Victory celebrations will be short-lived for the three winners of Thursday’s dramatic Commons byelections. With a general election due next year, new legislators do not have long to make their marks. For them, the fight to be re-elected starts immediately. For two of the three MPs, this will pose a big problem. Their newly won seats will disappear at the general election.
Britain’s parliamentary constituency boundaries have been unchanged for the last four general elections. Since 2010, two attempts at reviewing them anew have run into the sand. A third effort, begun in 2020, has now succeeded. Last month, the four boundary commissions for England, Scotland, Wales and Northern Ireland submitted final decisions on the new boundaries. The new electoral maps will shortly be confirmed by the privy council.
The commissions have redrawn almost the entire political map of Britain. They have brought almost all electorates into line with a UK constituency “quota” of between 69,724 and 77,062 voters. As a result, only 65 of the 650 Westminster seats will be unchanged at the next election. All the others have been recast, marginally in some cases, more comprehensively in many others. Although five offshore island seats are exempted from the quota, the pre-devolution over-representation of Scotland and Wales at Westminster has now ended. The upshot is that England will gain 10 seats, while Wales will lose eight and Scotland two. Northern Ireland will stay the same.
Two of the bigger casualties in all this are the Somerton and Frome constituency in Somerset and that of Selby and Ainsty in Yorkshire, where two of this week’s byelections took place. The former will be carved into two: Glastonbury and Somerton, and neighbouring Frome and East Somerset (with a tiny transfer to Yeovil as well). Selby and Ainsty will be even more radically dismembered into four new seats, though most of its voters will remain in a new Selby constituency. Of this week’s three byelection seats, only Uxbridge and South Ruislip – or 91% of it – remains largely as it is today.
As in earlier reviews, the centre of electoral gravity has again gradually shifted from industrial cities (mostly Labour voting) to suburbs and towns (mostly Conservative). As the nature of work and settlement has changed, the national constituency map has changed too. In England, the east Midlands, the east, London, the south-east and the south-west will now have more seats than before. The north-west, the north-east and the West Midlands will have fewer, while Yorkshire will stay the same.
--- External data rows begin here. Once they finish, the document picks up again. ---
PR #931, opened 2018-05-11
 Quick fix so tensorflow rnn will use dropout

danich1:
This PR is designed to update 0.7.0-alpha, with the dropout fix for tensorflow. Since the old PR is pointing to an outdated branch, I am re-opening the request here. The original PR can still be found at this [link](#910). 

~David


stephenbach:
Locally, looks like turning down dropout to .1 makes the test pass (dropout was too high for desired accuracy because... it didn't do anything). So merging, then will update test. Thanks!

PR #923, opened 2018-05-03
Version 0.7

stephenbach:
A PR for collecting sub PRs, discussion, etc. (not ready for review yet)

Goals for this version:
Pytorch classifiers
New installation model that uses conda for everything and is installable from pip
Switch to Spacy parser as default and support Spacy 2

PR #933, opened 2018-05-15
Minor updates,mostly for large datasets

MatthieudeR:
Changes include: 
* Added filtered candidate  extraction (only extract candidate from documents that pass through a filter)
* Added options for safer (but slower) candidate extraction and adding into the db
* Added support for different optimizer in the config
* Added option to run corpus extraction in batches (Only in single-threaded mode)
* Added support for LR schedule 
* Added support for model selection based on F-beta score


dhimmel:
@stephenbach here we have a major PR being opened against the `master` branch. I would not recommend merging it before #923, since it could cause conflicts and we really want new work being tested against the new installation framework.

What is the timeline for the merging of the `0.7.0-alpha` branch?

MatthieudeR:
Rebased on v0.7 in #937

PR #937, opened 2018-05-23
Minor Edits, mostly for big datasets (  #933 rebased for v 0.7)

MatthieudeR:
Changes include:

* Added filtered candidate extraction (only extract candidate from documents that pass through a filter)
* Added options for safer (but slower) candidate extraction and adding into the db
* Added support for different optimizer in the config
* Added option to run corpus extraction in batches (Only in single-threaded mode)
* Added support for LR schedule
* Added support for model selection based on F-beta  score
#933


ajratner:
Hey @MatthieudeR - thanks for submitting this, and sorry for the delay in getting to it!

Unfortunately, this is now a bit old and the build appears to be broken. In addition, there are several distinct changes in here that would each need to be documented and cleaned up for merging into the main branch.  I'm going to close this PR for now, but if you want to do the above cleanup & get it passing, feel free to re-open!  Thanks!

PR #938, opened 2018-05-25
tutorial with coral and snorkel

paroma:
coral tutorial works with snorkel with no dependencies!


ajratner:
@vincentschen thanks!  Closing now

PR #976, opened 2018-07-06
Add indices to foreign keys by default

MyHumbleSelf:
This speeds up cascade deletes a lot


MyHumbleSelf:
Yes, good point, @stephenbach! Candidate deletion seems to benefit from this as well. SQLAlchemy may create these automatically for some database backends, but definitely not for Postgres, so forcing them with `index=True` is still a good, I think.

stephenbach:
Yay! Thank you!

Population change is a sleepless process, so the electoral map certainly needs to be regularly updated. Rightly, the process for doing this is determinedly independent. The scope for electoral gerrymandering, US-style, is vanishingly small. But the changes reflect big socioeconomic and cultural shifts nevertheless. In some cases, urban as well as rural, the inflexibility of the quota creates electoral communities with very little other community connection. But that, too, may reflect something of the way we live now.
Initial estimates are that the review will benefit the Conservatives by between five and 10 seats, not all at the expense of Labour. Party campaign strategists must clearly adapt to that. This does not mean that their offers must be exclusively tailored to southern English suburban voters or voters in Tory marginals. But it does mean that it is impossible to ignore these voters. That truth must not be an excuse for caution in response to urgent national needs. The volatility revealed in this week’s byelections shows that voters and constituencies should never be stereotyped. It confirms instead that the current disaffected mood of Britain’s voters can be the seedbed of many opportunities.